PR #3549, opened 2023-06-06
Fix for queen eye runtime.

Segrain:
# About the pull request

Followup to #3477.

image

# Changelog
:cl:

_ _ _ _ _

Task requirements
What this exercise asks for is an exact copy of all the records.

Reply
PR #3549, opened 2023-06-06
Fix for queen eye runtime.

Segrain:
# About the pull request

Followup to #3477.

image

# Changelog
:cl:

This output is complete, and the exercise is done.